Exercise instructions:
Copy exactly, please, the lines of the data from its start through the line containing "saadmk11: > Did".

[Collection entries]
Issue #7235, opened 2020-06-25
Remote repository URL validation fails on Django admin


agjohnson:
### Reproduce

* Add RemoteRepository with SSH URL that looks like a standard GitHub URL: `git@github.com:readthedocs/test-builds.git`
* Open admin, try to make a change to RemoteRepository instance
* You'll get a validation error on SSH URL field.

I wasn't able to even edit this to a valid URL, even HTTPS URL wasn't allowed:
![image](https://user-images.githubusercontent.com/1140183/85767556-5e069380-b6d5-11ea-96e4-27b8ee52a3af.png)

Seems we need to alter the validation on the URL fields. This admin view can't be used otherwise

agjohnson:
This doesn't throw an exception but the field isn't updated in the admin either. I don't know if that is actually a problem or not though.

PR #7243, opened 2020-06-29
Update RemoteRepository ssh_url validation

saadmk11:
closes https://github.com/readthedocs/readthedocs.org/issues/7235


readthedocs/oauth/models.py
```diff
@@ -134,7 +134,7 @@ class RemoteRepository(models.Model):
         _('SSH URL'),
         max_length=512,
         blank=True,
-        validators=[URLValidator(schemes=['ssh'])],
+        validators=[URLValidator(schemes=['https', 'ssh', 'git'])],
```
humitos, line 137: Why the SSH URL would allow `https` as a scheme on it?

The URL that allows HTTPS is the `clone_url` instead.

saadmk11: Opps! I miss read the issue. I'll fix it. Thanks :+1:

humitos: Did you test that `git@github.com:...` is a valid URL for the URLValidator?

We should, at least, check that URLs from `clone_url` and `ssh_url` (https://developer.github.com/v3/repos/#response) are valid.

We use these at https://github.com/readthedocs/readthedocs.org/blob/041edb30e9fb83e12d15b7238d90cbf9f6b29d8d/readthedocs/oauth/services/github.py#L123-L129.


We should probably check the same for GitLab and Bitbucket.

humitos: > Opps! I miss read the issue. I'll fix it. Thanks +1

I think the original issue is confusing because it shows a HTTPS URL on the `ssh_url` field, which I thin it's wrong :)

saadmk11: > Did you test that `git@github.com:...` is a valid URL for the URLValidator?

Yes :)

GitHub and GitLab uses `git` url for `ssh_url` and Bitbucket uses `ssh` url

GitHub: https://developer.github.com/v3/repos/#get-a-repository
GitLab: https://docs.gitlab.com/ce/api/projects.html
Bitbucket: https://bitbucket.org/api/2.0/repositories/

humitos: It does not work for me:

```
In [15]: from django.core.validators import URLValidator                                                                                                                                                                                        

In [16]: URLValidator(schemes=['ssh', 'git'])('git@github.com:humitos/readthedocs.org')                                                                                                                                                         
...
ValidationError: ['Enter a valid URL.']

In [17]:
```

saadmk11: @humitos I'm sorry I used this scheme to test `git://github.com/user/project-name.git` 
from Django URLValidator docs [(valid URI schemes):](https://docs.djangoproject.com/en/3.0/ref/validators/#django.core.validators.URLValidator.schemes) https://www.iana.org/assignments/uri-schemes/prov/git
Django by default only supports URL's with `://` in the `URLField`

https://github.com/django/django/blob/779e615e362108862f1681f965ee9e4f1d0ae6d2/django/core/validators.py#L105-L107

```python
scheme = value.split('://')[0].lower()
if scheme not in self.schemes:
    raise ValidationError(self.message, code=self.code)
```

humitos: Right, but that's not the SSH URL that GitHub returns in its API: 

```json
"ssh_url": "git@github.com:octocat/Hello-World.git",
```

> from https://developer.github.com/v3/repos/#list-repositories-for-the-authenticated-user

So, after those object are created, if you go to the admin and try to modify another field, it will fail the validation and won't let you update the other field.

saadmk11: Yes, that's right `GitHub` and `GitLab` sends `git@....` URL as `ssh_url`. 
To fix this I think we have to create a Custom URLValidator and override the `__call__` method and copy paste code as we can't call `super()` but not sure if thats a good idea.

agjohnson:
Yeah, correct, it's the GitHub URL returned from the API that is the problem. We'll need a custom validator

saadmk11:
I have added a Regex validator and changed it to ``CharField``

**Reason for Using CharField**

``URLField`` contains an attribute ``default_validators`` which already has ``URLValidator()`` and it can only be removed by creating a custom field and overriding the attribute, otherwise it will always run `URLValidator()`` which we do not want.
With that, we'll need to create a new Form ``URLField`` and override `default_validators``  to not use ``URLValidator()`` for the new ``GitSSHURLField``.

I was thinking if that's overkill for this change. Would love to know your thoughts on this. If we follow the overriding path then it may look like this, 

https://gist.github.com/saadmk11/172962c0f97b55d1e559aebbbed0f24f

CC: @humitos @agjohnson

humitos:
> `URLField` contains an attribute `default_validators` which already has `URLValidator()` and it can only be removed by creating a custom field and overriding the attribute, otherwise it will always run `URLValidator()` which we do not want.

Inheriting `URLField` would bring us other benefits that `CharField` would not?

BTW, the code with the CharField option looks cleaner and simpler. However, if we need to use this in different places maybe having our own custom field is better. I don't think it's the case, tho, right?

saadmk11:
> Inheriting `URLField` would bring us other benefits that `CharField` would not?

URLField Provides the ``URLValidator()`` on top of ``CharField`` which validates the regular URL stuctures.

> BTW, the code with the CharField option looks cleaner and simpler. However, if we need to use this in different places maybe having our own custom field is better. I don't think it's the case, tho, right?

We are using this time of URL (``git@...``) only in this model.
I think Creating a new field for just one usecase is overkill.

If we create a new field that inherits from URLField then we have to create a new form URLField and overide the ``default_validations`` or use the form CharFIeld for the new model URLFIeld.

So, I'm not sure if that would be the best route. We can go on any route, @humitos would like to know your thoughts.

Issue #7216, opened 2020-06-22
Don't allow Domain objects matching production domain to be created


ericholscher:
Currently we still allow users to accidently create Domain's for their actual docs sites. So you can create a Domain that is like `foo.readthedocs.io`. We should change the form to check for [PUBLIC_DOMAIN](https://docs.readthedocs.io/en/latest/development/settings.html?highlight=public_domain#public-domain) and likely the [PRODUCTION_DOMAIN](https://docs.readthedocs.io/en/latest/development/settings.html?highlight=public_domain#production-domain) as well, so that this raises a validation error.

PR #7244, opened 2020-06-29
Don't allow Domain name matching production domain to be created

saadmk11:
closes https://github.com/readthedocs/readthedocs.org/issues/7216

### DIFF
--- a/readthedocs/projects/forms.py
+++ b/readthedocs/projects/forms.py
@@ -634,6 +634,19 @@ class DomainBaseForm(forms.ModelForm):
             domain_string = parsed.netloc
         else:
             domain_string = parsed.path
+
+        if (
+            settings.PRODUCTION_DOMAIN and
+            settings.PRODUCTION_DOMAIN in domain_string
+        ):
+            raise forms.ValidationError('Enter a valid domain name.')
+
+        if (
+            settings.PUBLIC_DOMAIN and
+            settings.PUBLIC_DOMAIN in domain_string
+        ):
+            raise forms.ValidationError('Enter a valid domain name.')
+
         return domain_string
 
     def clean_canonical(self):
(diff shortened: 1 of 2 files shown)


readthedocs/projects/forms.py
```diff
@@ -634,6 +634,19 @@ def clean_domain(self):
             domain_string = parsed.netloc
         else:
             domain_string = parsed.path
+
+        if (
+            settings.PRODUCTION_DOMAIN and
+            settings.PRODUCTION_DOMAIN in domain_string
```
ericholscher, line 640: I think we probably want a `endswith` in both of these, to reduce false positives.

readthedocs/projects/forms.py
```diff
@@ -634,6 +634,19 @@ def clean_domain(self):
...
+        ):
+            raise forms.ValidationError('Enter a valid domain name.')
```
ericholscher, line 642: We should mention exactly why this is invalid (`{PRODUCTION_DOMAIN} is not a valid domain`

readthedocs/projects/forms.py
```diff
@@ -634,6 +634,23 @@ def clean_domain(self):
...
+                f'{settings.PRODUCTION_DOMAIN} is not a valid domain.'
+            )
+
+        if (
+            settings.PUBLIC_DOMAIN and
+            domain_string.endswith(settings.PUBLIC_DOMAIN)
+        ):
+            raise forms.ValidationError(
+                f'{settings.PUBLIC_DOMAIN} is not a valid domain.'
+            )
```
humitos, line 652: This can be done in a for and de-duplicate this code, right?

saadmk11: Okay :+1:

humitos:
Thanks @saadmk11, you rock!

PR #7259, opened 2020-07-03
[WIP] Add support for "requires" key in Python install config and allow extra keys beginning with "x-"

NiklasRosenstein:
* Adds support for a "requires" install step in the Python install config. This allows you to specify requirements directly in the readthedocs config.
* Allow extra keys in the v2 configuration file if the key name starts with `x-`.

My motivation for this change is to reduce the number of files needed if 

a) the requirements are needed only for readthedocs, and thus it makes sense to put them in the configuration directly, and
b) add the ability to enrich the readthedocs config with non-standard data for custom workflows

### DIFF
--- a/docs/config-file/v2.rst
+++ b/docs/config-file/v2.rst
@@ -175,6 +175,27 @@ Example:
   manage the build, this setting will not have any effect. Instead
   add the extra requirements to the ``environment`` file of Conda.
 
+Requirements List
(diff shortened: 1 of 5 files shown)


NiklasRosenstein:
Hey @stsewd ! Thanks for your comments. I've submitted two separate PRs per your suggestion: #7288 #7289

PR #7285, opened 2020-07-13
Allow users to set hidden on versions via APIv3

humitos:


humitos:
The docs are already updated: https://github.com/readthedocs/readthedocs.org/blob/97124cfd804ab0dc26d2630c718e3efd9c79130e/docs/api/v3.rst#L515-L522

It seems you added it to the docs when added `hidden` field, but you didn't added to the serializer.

Finished task:
Issue #7235, opened 2020-06-25
Remote repository URL validation fails on Django admin


agjohnson:
### Reproduce

* Add RemoteRepository with SSH URL that looks like a standard GitHub URL: `git@github.com:readthedocs/test-builds.git`
* Open admin, try to make a change to RemoteRepository instance
* You'll get a validation error on SSH URL field.

I wasn't able to even edit this to a valid URL, even HTTPS URL wasn't allowed:
![image](https://user-images.githubusercontent.com/1140183/85767556-5e069380-b6d5-11ea-96e4-27b8ee52a3af.png)

Seems we need to alter the validation on the URL fields. This admin view can't be used otherwise

agjohnson:
This doesn't throw an exception but the field isn't updated in the admin either. I don't know if that is actually a problem or not though.

PR #7243, opened 2020-06-29
Update RemoteRepository ssh_url validation

saadmk11:
closes https://github.com/readthedocs/readthedocs.org/issues/7235


readthedocs/oauth/models.py
```diff
@@ -134,7 +134,7 @@ class RemoteRepository(models.Model):
         _('SSH URL'),
         max_length=512,
         blank=True,
-        validators=[URLValidator(schemes=['ssh'])],
+        validators=[URLValidator(schemes=['https', 'ssh', 'git'])],
```
humitos, line 137: Why the SSH URL would allow `https` as a scheme on it?

The URL that allows HTTPS is the `clone_url` instead.

saadmk11: Opps! I miss read the issue. I'll fix it. Thanks :+1:

humitos: Did you test that `git@github.com:...` is a valid URL for the URLValidator?

We should, at least, check that URLs from `clone_url` and `ssh_url` (https://developer.github.com/v3/repos/#response) are valid.

We use these at https://github.com/readthedocs/readthedocs.org/blob/041edb30e9fb83e12d15b7238d90cbf9f6b29d8d/readthedocs/oauth/services/github.py#L123-L129.


We should probably check the same for GitLab and Bitbucket.

humitos: > Opps! I miss read the issue. I'll fix it. Thanks +1

I think the original issue is confusing because it shows a HTTPS URL on the `ssh_url` field, which I thin it's wrong :)

saadmk11: > Did you test that `git@github.com:...` is a valid URL for the URLValidator?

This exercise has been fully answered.